◆ Given entries ◆
------------

PR #6162, opened 2026-05-19
SWATCH-4897: Add Playwright container to frontend stage post deploy job

mmusil:
Merge only after related iqe curiosity plugin MR !610 is merged.

### DIFF
--- a/deploy/frontend-stage-internal-test-job.yaml
+++ b/deploy/frontend-stage-internal-test-job.yaml
@@ -8,7 +8,7 @@ objects:
     kind: Job
     metadata:
       name: curiosity-frontend-stage-test-job-${IMAGE_TAG}-${UID}
-      annotatons:
+      annotations:
         "ignore-check.kube-linter.io/no-liveness-probe": "probes not required on Job pods"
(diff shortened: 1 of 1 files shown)


deploy/frontend-stage-internal-test-job.yaml
```diff
@@ -96,6 +86,31 @@ objects:
...
+                - name: pw-shm
+                  mountPath: /dev/shm
+              terminationMessagePath: /dev/termination-log
+              terminationMessagePolicy: File
+            - name: playwright-chromium-${IMAGE_TAG}-${UID}
+              image: ${PLAYWRIGHT_IMAGE}
+              imagePullPolicy: Always
+              env:
+                - name: PW_HEADLESS
+                  value: "false"
```
mmusil, line 99: `False` because the IQE team is running it the same https://github.com/RedHatInsights/insights-pipeline-lib/blob/master/vars/openShiftUtils.groovy#L278-L290
It could help with debugging. The PW container also includes VNC server, so we could look in real time at the session with port forwarding to the running pod.

Sgitario (approved):

TommasoLencioni (approved):

PR #6163, opened 2026-05-19
SWATCH-4953: Reduce currentTotal Calls for Gauge Metrics for performance improvement

wottop:
Jira issue: SWATCH-4953

## Description

To reduce calls, we use an available event value instead of a SQL query

### Setup
1. Start pods
```podman-compose up -d```
2. Start swatch_tally with debugging on for tally
```LOGGING_LEVEL_ORG_CANDLEPIN_SUBSCRIPTIONS_TALLY=DEBUG make build swatch-tally```

### Steps
1. Create hosts in HBI database
```
bin/insert-mock-hosts --hbi --org 13259775 --db-host localhost --db-user insights --db-name insights --num-physical 20
```
2. Run nightly tally 
```
http PUT ":8010/api/rhsm-subscriptions/v1/internal/rpc/tally/snapshots/13259775" x-rh-swatch-psk:placeholder
```

### Validation
1. You will see the following logging:
```
2026-05-20 14:10:24,076 [thread=rhsm-subscriptions-task-processor-0-C-1] [DEBUG] [org.candlepin.subscriptions.tally.TallySummaryMapper] - Using event value for GAUGE metric: TallyMeasurementKey{measurementType=PHYSICAL, metricId=SOCKETS}
2026-05-20 14:10:24,095 [thread=rhsm-subscriptions-task-processor-0-C-1] [DEBUG] [org.candlepin.subscriptions.tally.SnapshotSummaryProducer] - Produced 1 DAILY TallySummary messages
```

### DIFF
--- a/src/main/java/org/candlepin/subscriptions/tally/TallySummaryMapper.java
+++ b/src/main/java/org/candlepin/subscriptions/tally/TallySummaryMapper.java
@@ -21,9 +21,7 @@
 package org.candlepin.subscriptions.tally;
 
 import com.redhat.swatch.common.model.ServiceLevel;
-import com.redhat.swatch.configuration.registry.Metric;
 import com.redhat.swatch.configuration.registry.MetricId;
-import com.redhat.swatch.configuration.registry.MetricType;
 import com.redhat.swatch.configuration.registry.ProductId;
 import com.redhat.swatch.configuration.registry.SubscriptionDefinition;
 import com.redhat.swatch.configuration.util.MetricIdUtils;
@@ -126,18 +124,15 @@ public class TallySummaryMapper {
       TallySnapshot snapshot, TallyMeasurementKey measurementKey, Double eventValue) {
 
     String productId = snapshot.getProductId();
-    boolean isPayg = ProductId.fromString(productId).isPayg();
 
-    // Non-PAYG, non-Ansible GAUGE metrics: use event value
-    if (!isPayg
-        && !isAnsibleProduct(productId)
-        && isGaugeMetric(productId, measurementKey.getMetricId())) {
-      // For non-PAYG, non-Ansible GAUGE metrics: use event value directly - no SQL calls
+    // Non-Ansible GAUGE metrics: use event value
+    if (!"ansible-aap-managed".equals(productId)
+        && SubscriptionDefinition.isGaugeMetric(productId, measurementKey.getMetricId())) {
       log.debug("Using event value for GAUGE metric: {}", measurementKey);
       return eventValue;
     }
 
-    // For all other cases (PAYG, Ansible, or COUNTER metrics): use existing SQL logic
+    // For all other cases (Ansible, or COUNTER metrics): use existing SQL logic
     if (featureFlags.isPrimaryRowSearchesEnabled()) {
       gateOnAnyValues(snapshot);
       return snapshotRepository.sumMeasurementValueForPeriodWithPrimary(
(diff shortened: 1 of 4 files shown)

### CODE REVIEW

**Comment by kartikshahc** [comment]
Tagging @Sgitario since you were interested to see the changes for this

File: src/main/java/org/candlepin/subscriptions/tally/TallySummaryMapper.java [hunk 1]
```diff
@@ -110,13 +117,27 @@ private List<TallyMeasurement> mapMeasurements(TallySnapshot snapshot) {
...
 
   private Double getCurrentlyMeasuredTotal(
-      TallySnapshot snapshot, TallyMeasurementKey measurementKey) {
+      TallySnapshot snapshot, TallyMeasurementKey measurementKey, Double eventValue) {
+
+    String productId = snapshot.getProductId();
+    boolean isPayg = ProductId.fromString(productId).isPayg();
+
+    // Non-PAYG, non-Ansible GAUGE metrics: use event value
+    if (!isPayg
```
kartikshahc: @Sgitario I am sure you will have question on this and we can discuss more here. But the team decision was to have this because we don't want any behavior change for payg.

Sgitario: All the payg products already use counter metrics, except the Ansible product (which is excluded from these changes as I expected). 
If in the future, one payg product is updated to use a gauge metric, we'll immediatelly over bill customers because this logic is wrong (the calculation depends on gauge vs counter, not payg / payg products).

kartikshahc: Sure. @wottop can you remove the payg check and update the acceptance criteria stating the above.

src/main/java/org/candlepin/subscriptions/tally/TallySummaryMapper.java
```diff
@@ -145,6 +163,34 @@ private Double getCurrentlyMeasuredTotal(
...
+        .orElse(false);
+  }
+
+  /**
+   * Check if a product is an Ansible product.
+   *
+   * @param productId the product ID (tag)
+   * @return true if the product platform is "Ansible", false otherwise
+   */
+  private boolean isAnsibleProduct(String productId) {
```
kartikshahc: we don't need to do this since productId gives us `ansible-aap-managed` so you can just say if productId.equals('ansible-aap-managed') unless I am missing something and you are doing it for a reason.

src/main/java/org/candlepin/subscriptions/tally/TallySummaryMapper.java
```diff
@@ -145,6 +163,34 @@ private Double getCurrentlyMeasuredTotal(
...
 
+  /**
+   * Check if a metric is of type GAUGE.
+   *
+   * @param productId the product ID (tag)
+   * @param metricId the metric ID
+   * @return true if the metric is a GAUGE, false otherwise
+   */
+  private boolean isGaugeMetric(String productId, String metricId) {
+    return SubscriptionDefinition.lookupSubscriptionByTag(productId)
```
kartikshahc: This method should be part of SubscriptionDefinition. You can refer to implementation stated in Jira card or https://github.com/RedHatInsights/rhsm-subscriptions/commit/08ed7fb46607e51e7c06f1e34de5b465e28cea02

kartikshahc (changes requested):

src/test/java/org/candlepin/subscriptions/tally/TallySummaryMapperTest.java
```diff
@@ -192,44 +191,56 @@ void assertMappedSnapshot(
...
-                    eq(expected.getBillingProvider()),
-                    eq(expected.getBillingAccountId()),
-                    any(),
-                    eq(expected.getSnapshotDate()),
-                    eq(key));
-          }
-        });
-    verify(clock, times(mappedMeasurements.size())).startOfMonth(expected.getSnapshotDate());
+    int sqlCallCount = 0;
+    for (var m : mappedMeasurements) {
```
kartikshahc, line 195: I think these tests should really be captured as part of component test because it will be more useful to send the event and then do tally and then see the summary value. 

In unit test we can check whether the sql call is done or not but, this can be checked much simpler way.

kartikshahc (changes requested):

src/main/java/org/candlepin/subscriptions/tally/TallySummaryMapper.java
kartikshahc: Nop product tags are 1:1 mapping

kartikshahc (approved):
Changes look good to me. @TrayvonMcKnight can we cover the IQE/component tests with the three scenarios Paygo/non-paygo/ansible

------------

◆ Work to be completed ◆
Word for word, repeat the data from its first line through the line with "because the IQE", including both of those lines and no others.

◆ Answer ◆
PR #6162, opened 2026-05-19
SWATCH-4897: Add Playwright container to frontend stage post deploy job

mmusil:
Merge only after related iqe curiosity plugin MR !610 is merged.

### DIFF
--- a/deploy/frontend-stage-internal-test-job.yaml
+++ b/deploy/frontend-stage-internal-test-job.yaml
@@ -8,7 +8,7 @@ objects:
     kind: Job
     metadata:
       name: curiosity-frontend-stage-test-job-${IMAGE_TAG}-${UID}
-      annotatons:
+      annotations:
         "ignore-check.kube-linter.io/no-liveness-probe": "probes not required on Job pods"
(diff shortened: 1 of 1 files shown)


deploy/frontend-stage-internal-test-job.yaml
```diff
@@ -96,6 +86,31 @@ objects:
...
+                - name: pw-shm
+                  mountPath: /dev/shm
+              terminationMessagePath: /dev/termination-log
+              terminationMessagePolicy: File
+            - name: playwright-chromium-${IMAGE_TAG}-${UID}
+              image: ${PLAYWRIGHT_IMAGE}
+              imagePullPolicy: Always
+              env:
+                - name: PW_HEADLESS
+                  value: "false"
```
mmusil, line 99: `False` because the IQE team is running it the same https://github.com/RedHatInsights/insights-pipeline-lib/blob/master/vars/openShiftUtils.groovy#L278-L290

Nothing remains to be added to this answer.